--- Data shown Enclosed Below ---
Issue #2157, opened 2025-05-06
Replace sequencer `app_legacy_execute_transactions_with_every_action_snapshot` test


Fraser999:
PR #2142 provides a new test fixture used extensively throughout the crate to initialize global state and provide checked transactions for use in tests.

That PR also renamed the snapshot test `app_execute_transaction_with_every_action_snapshot` to `app_legacy_execute_transactions_with_every_action_snapshot` and provided methods on the test fixture to support initializing global state in exactly the same way as before the PR, so that the snapshot test continued to pass.

Once that PR is merged to `main`, we can remove the legacy test and supporting helpers in the fixture, replacing it with a new snapshot test with the same end goal.

The new test should aim to execute every variant of every action, with only one action per tx in case we change which actions are bundleable in the future.  Note that the new fixture provides helpers to allow for an `IbcRelay::CreateClient` action to be executed (see [this unit test](https://github.com/astriaorg/astria/blob/003a1e4a21b02052970fae91d23dc66c84ddc275/crates/astria-sequencer/src/checked_actions/ibc_relay.rs#L219-L242) for details).  Testing this one variant of `IbcRelay` is probably enough, and is certainly an improvement over not testing any `IbcRelay` actions.

NOTE: There are a few places in the production code where an exception to the normal checking rules for actions has been added.  Each such code block has a comment mentioning `app_legacy_execute_transactions_with_every_action_snapshot`, so these code blocks should all be removed as part of this ticket's work too.

joroshiba:
This issue is stale because it has been open 45 days with no activity. Remove stale label or this issue
be closed in 7 days.

joroshiba:
This issue was closed because it was stale

PR #2171, opened 2025-05-13
chore(sequencer): update handling of addition and removal actions

### LINKED ISSUE #2158: Change behaviour of tx actions which add or remove items
Currently we have a variety of actions which add, remove or update data in global state.  We do not have a consistent approach to handling addition where the item already exists, or deletion where the item doesn't exist.

The following table describes the current state of play in this regard, and suggested changes to behaviour:

| Action | Current Behaviour | New Behaviour |
| :--- | :--- | :--- |
| `CurrencyPairsChange::Addition` | Ignore (skips all pairs which already exist) | Fail entire action if any pair already exists |
| `CurrencyPairsChange::Removal` | Ignore (skips all pairs which don't exist) | Fail entire action if any pair doesn't exist |
| `FeeAssetChange::Addition` | Ignore (doesn't care if asset already exists) | Fail if asset already exists |
| `FeeAssetChange::Removal` | Ignore (doesn't care if asset doesn't exist) | Fail if asset doesn't exist |
| `IbcRelayerChange::Addition` | Ignore (doesn't care if IBC relayer address already exists) | Fail if IBC relayer address already exists |
| `IbcRelayerChange::Removal` | Ignore (doesn't care if IBC relayer address doesn't exist) | Fail if IBC relayer address doesn't exist |
| `MarketsChange::Creation` | Fail if market for any pair already exists | No change to current |
| `MarketsChange::Removal` | Ignore (doesn't care if any market for pair doesn't exist) | Fail if any market for pair doesn't exist |
| `MarketsChange::Update` | Fail if market for any pair doesn't exist | No change to current |
| `ValidatorUpdate` with power != 0 | Ignore (doesn't care if validator already exists) | No change to current - is notionally an upsert rather than addition |
| `ValidatorUpdate` with power == 0 | Fail if validator doesn't exist | No change to current |

Fraser999:
## Summary
This changes how actions involving addition or removal of data are handled.

## Background
In some cases currently, we silently ignore additions where the data already exists, or removals where the data does not exist.  We want to always treat these as error conditions.

## Changes
- Changed `CurrencyPairsChange::Addition` action to fail if any currency pair to be added is already stored.
- Changed `CurrencyPairsChange::Removal` action to fail if any currency pair to be removed is not currently stored.
- Changed `FeeAssetChange::Addition` action to fail if the fee asset to be added is already stored.
- Changed `FeeAssetChange::Removal` action to fail if the fee asset to be removed is not currently stored.
- Changed `IbcRelayerChange::Addition` action to fail if the address to be added is already stored.
- Changed `IbcRelayerChange::Removal` action to fail if the address to be removed is not currently stored.
- Changed `MarketsChange::Removal` action to fail if any market to be removed is not currently stored.

## Testing
Added/updated unit tests for all of the changed behaviour.

## Changelogs
Changelogs updated.

## Related Issues
Closes #2158.

### DIFF
--- a/crates/astria-core/CHANGELOG.md
+++ b/crates/astria-core/CHANGELOG.md
@@ -58,7 +58,7 @@ and this project adheres to [Semantic Versioning](https://semver.org/spec/v2.0.0
   `CheckedTransaction` from this [#2142](https://github.com/astriaorg/astria/pull/2142).
 - Rename ABCI error code 10 from `TRANSACTION_FAILED` to
   `TRANSACTION_FAILED_EXECUTION` [#2142](https://github.com/astriaorg/astria/pull/2142).
-- Change `CurrencyPairsChange` action to hold a `BTreeSet` rather than a `Vec`
+- Change `CurrencyPairsChange` action to hold an `IndexSet` rather than a `Vec`
   of currency pairs [#2171](https://github.com/astriaorg/astria/pull/2171).
 
 ### Removed
--- a/crates/astria-core/CHANGELOG.md
+++ b/crates/astria-core/CHANGELOG.md
@@ -58,6 +58,8 @@ and this project adheres to [Semantic Versioning](https://semver.org/spec/v2.0.0
   `CheckedTransaction` from this [#2142](https://github.com/astriaorg/astria/pull/2142).
 - Rename ABCI error code 10 from `TRANSACTION_FAILED` to
   `TRANSACTION_FAILED_EXECUTION` [#2142](https://github.com/astriaorg/astria/pull/2142).
+- Change `CurrencyPairsChange` action to hold a `BTreeSet` rather than a `Vec`
+  of currency pairs [#2171](https://github.com/astriaorg/astria/pull/2171).
 
 ### Removed
 
--- a/crates/astria-core/src/protocol/transaction/v1/action/mod.rs
+++ b/crates/astria-core/src/protocol/transaction/v1/action/mod.rs
@@ -1,5 +1,4 @@
 use std::{
-    collections::BTreeSet,
     fmt::Display,
     str::FromStr,
 };
@@ -12,6 +11,7 @@ use ibc_types::{
     },
     IdentifierError,
 };
+use indexmap::IndexSet;
 use penumbra_ibc::IbcRelay;
 use prost::Name as _;
 
@@ -2580,8 +2580,8 @@ enum RecoverIbcClientErrorKind {
 
 #[derive(Debug, Clone)]
 pub enum CurrencyPairsChange {
-    Addition(BTreeSet<CurrencyPair>),
-    Removal(BTreeSet<CurrencyPair>),
+    Addition(IndexSet<CurrencyPair>),
+    Removal(IndexSet<CurrencyPair>),
 }
 
 impl Protobuf for CurrencyPairsChange {
@@ -2623,22 +2623,30 @@ impl Protobuf for CurrencyPairsChange {
             Some(raw::currency_pairs_change::Value::Addition(raw::CurrencyPairs {
                 pairs,
             })) => {
-                let pairs = pairs
+                let pairs_len = pairs.len();
+                let parsed_pairs: IndexSet<_> = pairs
                     .into_iter()
                     .map(CurrencyPair::try_from_raw)
                     .collect::<Result<_, _>>()
                     .map_err(Self::Error::invalid_currency_pair)?;
-                Ok(Self::Addition(pairs))
+                if pairs_len != parsed_pairs.len() {
+                    return Err(Self::Error::duplicate_currency_pair());
+                }
+                Ok(Self::Addition(parsed_pairs))
             }
             Some(raw::currency_pairs_change::Value::Removal(raw::CurrencyPairs {
                 pairs,
             })) => {
-                let pairs = pairs
+                let pairs_len = pairs.len();
+                let parsed_pairs: IndexSet<_> = pairs
                     .into_iter()
                     .map(CurrencyPair::try_from_raw)
                     .collect::<Result<_, _>>()
                     .map_err(Self::Error::invalid_currency_pair)?;
-                Ok(Self::Removal(pairs))
+                if pairs_len != parsed_pairs.len() {
+                    return Err(Self::Error::duplicate_currency_pair());
+                }
+                Ok(Self::Removal(parsed_pairs))
             }
             None => Err(Self::Error::unset()),
         }
@@ -2669,6 +2677,11 @@ impl CurrencyPairsChangeError {
     fn invalid_currency_pair(err: CurrencyPairError) -> Self {
         Self(CurrencyPairsChangeErrorKind::InvalidCurrencyPair(err))
     }
+
+    #[must_use]
+    fn duplicate_currency_pair() -> Self {
+        Self(CurrencyPairsChangeErrorKind::DuplicateCurrencyPair)
+    }
 }
 
 #[derive(Debug, thiserror::Error)]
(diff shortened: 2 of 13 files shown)


crates/astria-core/src/protocol/transaction/v1/action/mod.rs
```diff
@@ -2579,8 +2580,8 @@ enum RecoverIbcClientErrorKind {
 
 #[derive(Debug, Clone)]
 pub enum CurrencyPairsChange {
-    Addition(Vec<CurrencyPair>),
-    Removal(Vec<CurrencyPair>),
+    Addition(BTreeSet<CurrencyPair>),
```
SuperFluffy, line 2583: I wonder if this could be changed to use an `IndexSet` because these are usually faster than btrees. I think we are already having it as part of our public API anyway.

Fraser999: I went for the `BTreeSet` here since I thought having these ordered alphabetically would be more useful from a human-readable perspective.  `IndexSet` wouldn't do that (it retains the insertion order, more like a `Vec`) unless we explicitly call `sort_by` on it.

I doubt that performance is important here - we're likely dealing with small collections (so perf difference will be insignificant) and this action will likely be called very infrequently.

I could see a case to made for using `IndexSet` purely to retain the insertion order; it's maybe less surprising for a user creating an instance of this action.  But I tend to favour the alphabetical approach since it might be more obvious to the user that creating this action removes duplicates, which is important now that we fail execution for a duplicate entry.

crates/astria-core/src/protocol/transaction/v1/action/mod.rs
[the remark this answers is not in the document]
Fraser999: Done in [d4d2c04](https://github.com/astriaorg/astria/pull/2171/commits/d4d2c043ac2b4119979177f5b9d82cd4f59dfc9d).

crates/astria-core/src/protocol/transaction/v1/action/mod.rs
joroshiba: Is there implications on the serialization order vs the execution here, and is there anything there that might matter?

IE I have a proto with an addition/removal action and a list of currency pairs. Those will be added or removed in alphabetical order instead of the order I specified them in?

Fraser999: I think the order in which these are _actually_ applied is invisible to the user.  The whole action will either succeed or fail as part of a tx: there's no exposure to a partial change whereby some of the additions/removals have been applied and some have not.

The only thing which I think might be surprising to the user is that (assuming the action is created via the proto object, e.g. via JSON rather than via e.g. a new CLI command) then the original order is changed to alphabetical and probably more importantly, duplicates have been removed.  But I'm not sure if there's anywhere the user has access to the parsed `Transaction` rather than the proto one.

Fraser999: Potentially it might be more honest to have the decoding fail if the proto contains duplicates, rather than just silently removing them for the user.  If we want to do that, then I guess `IndexSet` is back on the table, since there'd be nothing to warn the user about - we're no longer removing duplicates.

Fraser999: Changed to `IndexSet` and now fails to parse if the action contains duplicates.  Done in [a3ee841](https://github.com/astriaorg/astria/pull/2171/commits/a3ee841369ed28d328258c420a3066203a9c6bec).

crates/astria-core/CHANGELOG.md
```diff
@@ -58,6 +58,8 @@ and this project adheres to [Semantic Versioning](https://semver.org/spec/v2.0.0
   `CheckedTransaction` from this [#2142](https://github.com/astriaorg/astria/pull/2142).
 - Rename ABCI error code 10 from `TRANSACTION_FAILED` to
   `TRANSACTION_FAILED_EXECUTION` [#2142](https://github.com/astriaorg/astria/pull/2142).
+- Change `CurrencyPairsChange` action to hold a `BTreeSet` rather than a `Vec`
```
noot, line 61:
```suggestion
- Change `CurrencyPairsChange` action to hold a `IndexSet` rather than a `Vec`
```

crates/astria-sequencer/src/checked_actions/fee_asset_change.rs
```diff
@@ -66,6 +67,48 @@ impl CheckedFeeAssetChange {
             &sudo_address == self.tx_signer.as_bytes(),
             "transaction signer not authorized to change fee assets"
         );
+
+        // NOTE: To allow `app_legacy_execute_transactions_with_every_action_snapshot` to continue
+        // to pass, we need to make an exception for `test-0` here to allow the test tx to be
+        // constructed. This exception can be removed once the legacy test is removed.
+        #[cfg(test)]
```
noot, line 74: what is the legacy test for? is it to ensure backwards-compatibility? can we change the test to have `test-0` be an existing asset (which will change the snapshot but can add an explanation of why and that it's not breaking)

Fraser999: It was really to help ensure backwards-compatibility during the large changeset in #2142.  Now that that PR has merged, it's safe to replace that legacy test with something more convenient, and which will let us remove these workarounds altogether.

This is ticketed in #2157.

crates/astria-core/CHANGELOG.md
Fraser999: Fixed in [97a90d8](https://github.com/astriaorg/astria/pull/2171/commits/97a90d8e0738cea54d6556314fd276af53300510).

crates/astria-core/src/protocol/transaction/v1/action/mod.rs
```diff
@@ -2622,22 +2623,30 @@ impl Protobuf for CurrencyPairsChange {
...
-                let pairs = pairs
+                let pairs_len = pairs.len();
+                let parsed_pairs: IndexSet<_> = pairs
                     .into_iter()
                     .map(CurrencyPair::try_from_raw)
                     .collect::<Result<_, _>>()
                     .map_err(Self::Error::invalid_currency_pair)?;
-                Ok(Self::Addition(pairs))
+                if pairs_len != parsed_pairs.len() {
+                    return Err(Self::Error::duplicate_currency_pair());
```
SuperFluffy, line 2633: From a UX pov it'd be nice to know what the dupe was, but also no big deal

crates/astria-core/src/protocol/transaction/v1/action/mod.rs
```diff
@@ -2622,22 +2623,30 @@ impl Protobuf for CurrencyPairsChange {
...
-                let pairs = pairs
+                let pairs_len = pairs.len();
+                let parsed_pairs: IndexSet<_> = pairs
                     .into_iter()
                     .map(CurrencyPair::try_from_raw)
                     .collect::<Result<_, _>>()
                     .map_err(Self::Error::invalid_currency_pair)?;
-                Ok(Self::Removal(pairs))
+                if pairs_len != parsed_pairs.len() {
+                    return Err(Self::Error::duplicate_currency_pair());
```
SuperFluffy, line 2647: As above: not a blocker, but knowing the dupe(s) is a nice property

SuperFluffy (approved):

crates/astria-core/src/protocol/transaction/v1/action/mod.rs
Fraser999: Yeah - I considered that, but I figured the trade-off of less code was worth it since it'll only be sudo user creating these and the collection will likely be small enough that it's not too difficult to just spot the dupes.  If I was putting in handling for listing any dupes in the error, I'd want to list _all_ dupes, which is slightly more involved.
--- End of Enclosed Data shown ---
What this task involves: The reply should hold only the lines from the beginning of the listing above through the line with "### LINKED ISSUE", each one written exactly as it appears.

Problem solution:
Issue #2157, opened 2025-05-06
Replace sequencer `app_legacy_execute_transactions_with_every_action_snapshot` test


Fraser999:
PR #2142 provides a new test fixture used extensively throughout the crate to initialize global state and provide checked transactions for use in tests.

That PR also renamed the snapshot test `app_execute_transaction_with_every_action_snapshot` to `app_legacy_execute_transactions_with_every_action_snapshot` and provided methods on the test fixture to support initializing global state in exactly the same way as before the PR, so that the snapshot test continued to pass.

Once that PR is merged to `main`, we can remove the legacy test and supporting helpers in the fixture, replacing it with a new snapshot test with the same end goal.

The new test should aim to execute every variant of every action, with only one action per tx in case we change which actions are bundleable in the future.  Note that the new fixture provides helpers to allow for an `IbcRelay::CreateClient` action to be executed (see [this unit test](https://github.com/astriaorg/astria/blob/003a1e4a21b02052970fae91d23dc66c84ddc275/crates/astria-sequencer/src/checked_actions/ibc_relay.rs#L219-L242) for details).  Testing this one variant of `IbcRelay` is probably enough, and is certainly an improvement over not testing any `IbcRelay` actions.

NOTE: There are a few places in the production code where an exception to the normal checking rules for actions has been added.  Each such code block has a comment mentioning `app_legacy_execute_transactions_with_every_action_snapshot`, so these code blocks should all be removed as part of this ticket's work too.

joroshiba:
This issue is stale because it has been open 45 days with no activity. Remove stale label or this issue
be closed in 7 days.

joroshiba:
This issue was closed because it was stale

PR #2171, opened 2025-05-13
chore(sequencer): update handling of addition and removal actions

### LINKED ISSUE #2158: Change behaviour of tx actions which add or remove items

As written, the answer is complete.